PR #55, opened 2026-04-16
RFC 0055: Replace Update Verify

bhearsum:
[rendered](https://github.com/bhearsum/releng-rfcs/blob/push-tywkvtwmqvmn/rfcs/0055-replace-update-verify.md)

### DIFF
--- a/rfcs/0055-replace-update-verify.md
+++ b/rfcs/0055-replace-update-verify.md
@@ -1,0 +1,113 @@
+# RFC 55 - Replace Update Verify
+* Comments: [#55](https://api.github.com/repos/mozilla-releng/releng-rfcs/issues/55)
+* Proposed by: @bhearsum
+
+# Summary
+
+Replace current "update verify" tests with modern, independent testing of MAR verification; get rid of the "liveness" test that it does entirely.
+
+## Background
+
+Update verify is a collection of bash and python scripts that verify aspects of the MARs that Firefox uses to bring itself up to date and the metadata in Balrog used to inform Firefox of which MAR to apply. These two checks are distinct, and described in more detail below.
+
+### MAR Verification
+
+The purpose of MAR verification checks is to ensure that MAR files get users to a functionally equivalent place as a fresh install. This is important for two reasons:
+1) It ensures that users get a functional build with the same code that automated and QE tests have been run against.
+2) It ensures that when users that apply this MAR update in the future, partial MARs will apply cleanly.
+
+### Liveness Checks
+
+The liveness check part of update verify ensures that the release metadata in Balrog contains entries for all necessary platforms, locale, and version combinations.
+
+Notably, this testing is very similar to what we do in the `final-verify` test.
+
+## Motivation
+
+There are a number of reasons to consider modernizing and changing the way we perform these tests:
+* Our current "update verify" tests represent a significant amount of time in the critical path of building releases. In betas, individuals tasks take close to an hour to complete and spent over 2 hours in end to end time to complete all update verify tasks. In releases, these numbers are 30 minutes and 1h45min. In both cases, the end to end time is a majority of the overall end to end time of the graph.
+* It is the least understood code that we own and is architecturally unsound: it is a cobbled together set of bash and python scripts that call back and forth to one another. For this and other reasons, it is difficult to confidently hack on.
+* Its output is poorly understood, often leading to delays in understanding and fixing failures.
+* Update verify tries to do too many things at once, which is partly to blame for the above two points.
+* In a review of its history, it has rarely caught issues that would hit users. In fact, it failed to catch [a very serious issue relatively recently](https://bugzilla.mozilla.org/show_bug.cgi?id=1890528).
+
+# Details
+
+## MAR Verification
+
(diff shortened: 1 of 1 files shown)


bhearsum:
This has been talked about elsewhere a bit, and no objections raised. With that in mind, I'm moving to final comment.

ahal (approved):
This all sounds great to me, thanks for writing it up!

rfcs/0055-replace-update-verify.md
```diff
@@ -0,0 +1,111 @@
...
+* It focuses exclusively on MAR verification.
+* It does not depend on Balrog to perform tests; this means tests can be run earlier in release graphs and are fully idempotent.
+* It runs tests in parallel, making it significantly faster than update verify for the same number of tests.
+
+In addition to using Marannon for running these tests, we should reduce the amount of testing that we do as follows:
+* Verify complete and partial MARS for all locales against `from` versions that have a partial generated for them. This ensures that all completes and partials are tested against recent versions.
+* Verify complete MARs for all locales against the first version after the last watershed for each platform. This does not test any MARs that weren't tested above, but it does verify the complete MARs against the most disparate version to the current one.
+
+The second point is a departure from `update-verify` in two ways:
+* It would eliminate all MAR verification done between those too points. It is noteworthy that over the nearly 20 years we have run update verify, we have no evidence of ever having an issue that would be caught by such checks.
```
hneiva: nit: too -> two

rfcs/0055-replace-update-verify.md
```diff
@@ -0,0 +1,111 @@
...
+
+The extra checks that update verify does are not necessary, and there is no evidence that they have ***ever*** caught a real issue:
+* The hashes returned by Balrog are not checked by Firefox itself anymore, so there is no point in doing so in our tests.
+* buildID, appVersion, and displayVersion are mostly just metadata for display, and the Balrog data and update verify configs ultimately get their information from the same place anyways.
+
+Checking that partials are smaller than completes is not covered at all by `final-verify`, which is an acceptable loss. If that check is something we desire to keep we should reimplement it to happen at partial MAR generation time instead.
+
+While we won't need to make any changes to `final-verify` itself as part of this proposal we will need to mark is as blocking `release-balrog-scheduling` to ensure that Balrog metadata is veirfied before we ship a release. (It currently blocks no other tasks; so failures could conceivably go unnoticed before shipping.)
```
hneiva: nit: verified

rfcs/0055-replace-update-verify.md
```diff
@@ -0,0 +1,111 @@
...
+
+# Open Questions
```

What you will do: Take the data above and return it exactly.

Final answer:
PR #55, opened 2026-04-16
RFC 0055: Replace Update Verify

bhearsum:
[rendered](https://github.com/bhearsum/releng-rfcs/blob/push-tywkvtwmqvmn/rfcs/0055-replace-update-verify.md)

### DIFF
--- a/rfcs/0055-replace-update-verify.md
+++ b/rfcs/0055-replace-update-verify.md
@@ -1,0 +1,113 @@
+# RFC 55 - Replace Update Verify
+* Comments: [#55](https://api.github.com/repos/mozilla-releng/releng-rfcs/issues/55)
+* Proposed by: @bhearsum
+
+# Summary
+
+Replace current "update verify" tests with modern, independent testing of MAR verification; get rid of the "liveness" test that it does entirely.
+
+## Background
+
+Update verify is a collection of bash and python scripts that verify aspects of the MARs that Firefox uses to bring itself up to date and the metadata in Balrog used to inform Firefox of which MAR to apply. These two checks are distinct, and described in more detail below.
+
+### MAR Verification
+
+The purpose of MAR verification checks is to ensure that MAR files get users to a functionally equivalent place as a fresh install. This is important for two reasons:
+1) It ensures that users get a functional build with the same code that automated and QE tests have been run against.
+2) It ensures that when users that apply this MAR update in the future, partial MARs will apply cleanly.
+
+### Liveness Checks
+
+The liveness check part of update verify ensures that the release metadata in Balrog contains entries for all necessary platforms, locale, and version combinations.
+
+Notably, this testing is very similar to what we do in the `final-verify` test.
+
+## Motivation
+
+There are a number of reasons to consider modernizing and changing the way we perform these tests:
+* Our current "update verify" tests represent a significant amount of time in the critical path of building releases. In betas, individuals tasks take close to an hour to complete and spent over 2 hours in end to end time to complete all update verify tasks. In releases, these numbers are 30 minutes and 1h45min. In both cases, the end to end time is a majority of the overall end to end time of the graph.
+* It is the least understood code that we own and is architecturally unsound: it is a cobbled together set of bash and python scripts that call back and forth to one another. For this and other reasons, it is difficult to confidently hack on.
+* Its output is poorly understood, often leading to delays in understanding and fixing failures.
+* Update verify tries to do too many things at once, which is partly to blame for the above two points.
+* In a review of its history, it has rarely caught issues that would hit users. In fact, it failed to catch [a very serious issue relatively recently](https://bugzilla.mozilla.org/show_bug.cgi?id=1890528).
+
+# Details
+
+## MAR Verification
+
(diff shortened: 1 of 1 files shown)


bhearsum:
This has been talked about elsewhere a bit, and no objections raised. With that in mind, I'm moving to final comment.

ahal (approved):
This all sounds great to me, thanks for writing it up!

rfcs/0055-replace-update-verify.md
```diff
@@ -0,0 +1,111 @@
...
+* It focuses exclusively on MAR verification.
+* It does not depend on Balrog to perform tests; this means tests can be run earlier in release graphs and are fully idempotent.
+* It runs tests in parallel, making it significantly faster than update verify for the same number of tests.
+
+In addition to using Marannon for running these tests, we should reduce the amount of testing that we do as follows:
+* Verify complete and partial MARS for all locales against `from` versions that have a partial generated for them. This ensures that all completes and partials are tested against recent versions.
+* Verify complete MARs for all locales against the first version after the last watershed for each platform. This does not test any MARs that weren't tested above, but it does verify the complete MARs against the most disparate version to the current one.
+
+The second point is a departure from `update-verify` in two ways:
+* It would eliminate all MAR verification done between those too points. It is noteworthy that over the nearly 20 years we have run update verify, we have no evidence of ever having an issue that would be caught by such checks.
```
hneiva: nit: too -> two

rfcs/0055-replace-update-verify.md
```diff
@@ -0,0 +1,111 @@
...
+
+The extra checks that update verify does are not necessary, and there is no evidence that they have ***ever*** caught a real issue:
+* The hashes returned by Balrog are not checked by Firefox itself anymore, so there is no point in doing so in our tests.
+* buildID, appVersion, and displayVersion are mostly just metadata for display, and the Balrog data and update verify configs ultimately get their information from the same place anyways.
+
+Checking that partials are smaller than completes is not covered at all by `final-verify`, which is an acceptable loss. If that check is something we desire to keep we should reimplement it to happen at partial MAR generation time instead.
+
+While we won't need to make any changes to `final-verify` itself as part of this proposal we will need to mark is as blocking `release-balrog-scheduling` to ensure that Balrog metadata is veirfied before we ship a release. (It currently blocks no other tasks; so failures could conceivably go unnoticed before shipping.)
```
hneiva: nit: verified

rfcs/0055-replace-update-verify.md
```diff
@@ -0,0 +1,111 @@
...
+
+# Open Questions
```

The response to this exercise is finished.